ZED+FM Phase 2 (WIP)

The phase 2 work primarily entails the Diagnosis Engine and the Retire Agent modules. It also includes infrastructure to support a crude FMD environment to host these modules. For additional information see the FMD Components in ZED and Implementation Notes sections below.

ZED+FM Phase 3

Future work will add additional functionality and will likely include:

  • Add FMD module garbage collection (periodically call fmd_module_gc()).
  • Add real module property retrieval (currently hard-coded in accessors).
  • Additional diagnosis telemetry (like latency outliers and SMART data).
  • Export FMD module statistics.
  • Zedlet parallel execution and resiliency (add watchdog).

ZFS Fault Management Overview

The primary purpose with ZFS fault management is automated diagnosis and isolation of VDEV faults. A fault is something we can associate with an impact (e.g. loss of data redundancy) and a corrective action (e.g. offline or replace a disk). A typical ZFS fault management stack is comprised of error detectors (e.g. zfs_ereport_post()), a disk monitor, a diagnosis engine and response agents.

After detecting a software error, the ZFS kernel module sends error events to the ZED user daemon which in turn routes the events to its internal FMA modules based on their event subscriptions. Likewise, if a disk is added or changed in the system, the disk monitor sends disk events which are consumed by a response agent.

FMD Components in ZED

There are three FMD modules (aka agents) that are now built into ZED.

  1. A Diagnosis Engine module (agents/zfs_diagnosis.c)
  2. A Retire Agent module (agents/zfs_retire.c)
  3. A Disk Add Agent module (agents/zfs_mod.c)

To begin with, a Diagnosis Engine consumes per-vdev I/O and checksum ereports and feeds them into a Soft Error Rate Discrimination (SERD) algorithm which will generate a corresponding fault diagnosis when the tracked VDEV encounters N events in a given T time window. The initial N and T values for the SERD algorithm are estimates inherited from illumos (10 errors in 10 minutes).

In turn, a Retire Agent responds to diagnosed faults by isolating the faulty VDEV. It will notify the ZFS kernel module of the new VDEV state (degraded or faulted). The retire agent is also responsible for managing hot spares across all pools. When it encounters a device fault or a device removal it will replace the device with an appropriate spare if available.

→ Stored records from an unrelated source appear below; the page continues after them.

PR #2538, opened 2023-06-05
Bind jobs to nodes in scheduling algo test harness

zuqq:
This means that we also set fields like `AllocatedByJobId` on the node.


internal/scheduler/scheduling_algo_test.go
```diff
@@ -361,16 +362,23 @@ func TestLegacySchedulingAlgo_TestSchedule(t *testing.T) {
 
 			for executorId, jobsByNodeName := range tc.existingRunningIndices {
 				for nodeName, jobIndices := range jobsByNodeName {
+					node := nodes[executorId][nodeName]
```
severinson, line 365: Maybe move to where we initialise nodes for tests.

severinson (approved):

Finally, a Disk Add Agent responds to events from a libudev disk monitor (EC_DEV_ADD or EC_DEV_STATUS) and will online, replace or expand the associated VDEV. This agent is also known as the zfs_mod or Sysevent Loadable Module (SLM) on the illumos platform. The added disk is matched to a specific VDEV using its device id, physical path or VDEV GUID.

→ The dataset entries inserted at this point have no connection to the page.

PR #2545, opened 2023-06-06
Clif/jobservice rework stream common/batch 305

ClifHouck:
### Improve Jobservice jobset subscription handling/streaming.

Highlights:

- Job set subscriptions and subscription management moves to a completely `select` & channel oriented execution model. Think event-driven vs polling. No sleeping.
- No more `O(n)` loops over job set subscriptions.
- Job set subscriptions stop and signal the `JobSetSubscriptionExecutor` when they are done.
- The gRPC server notifies the `JobSetSubscriptionExecutor` of new subs immediately via a channel. No waiting to start a new subscription.

TODO:

- [ ] Need reviewer consensus on when to unsubscribe from a job set.
- [x] Unit tests.

┆Issue is synchronized with this [Jira Task](https://gr-oss.atlassian.net/browse/BATCH-335) by [Unito](https://www.unito.io)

Note that the auto-replace feature (aka hot plug) is opt-in and you must set the pool's autoreplace property to enable it. The new disk will be matched to the corresponding leaf VDEV by physical location and labeled with a GPT partition before replacing the original VDEV in the pool.

Implementation Notes

  • The FMD module API required for logic modules is emulated and implemented in the fmd_api.c and fmd_serd.c source files. This support includes module registration, memory allocation, module property accessors, basic case management, one-shot timers and SERD engines. For detailed information on the FMD module API, see the document -- "Fault Management Daemon Programmer's Reference Manual".

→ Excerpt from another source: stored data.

PR #2547, opened 2023-06-08
Fix example `.armadactl.yaml`

zuqq:
┆Issue is synchronized with this [Jira Task](https://gr-oss.atlassian.net/browse/BATCH-337) by [Unito](https://www.unito.io)


ShivangShandilya:
@zuqq I was thinking of removing this `example structure` section from armadactl as if you take a look at other command-line tools such sections are not present there basically it will look good if we can remove this and if it doesn't have any use, I also opened a PR for this but I just saw yours and thought about telling you about this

  • The event subscriptions for the modules (located in a module specific configuration file on illumos) are currently hard-coded into the ZED zfs_agent_dispatch() function.

  • The FMD modules are called one at a time from a single thread that consumes events queued to the modules. These events are sourced from the normal ZED events and also include events posted from the diagnosis engine and the libudev disk event monitor.

  • The FMD code modules have minimal changes and were intentionally left as similar as possible to their upstream source files.

  • The sysevent namespace in ZED differs from illumos. For example:

    • illumos uses "resource.sysevent.EC_zfs.ESC_ZFS_vdev_remove"
    • Linux uses "sysevent.fs.zfs.vdev_remove"
  • The FMD Modules port was produced by Intel Federal, LLC under award number B609815 between the U.S. Department of Energy (DOE) and Intel Federal, LLC.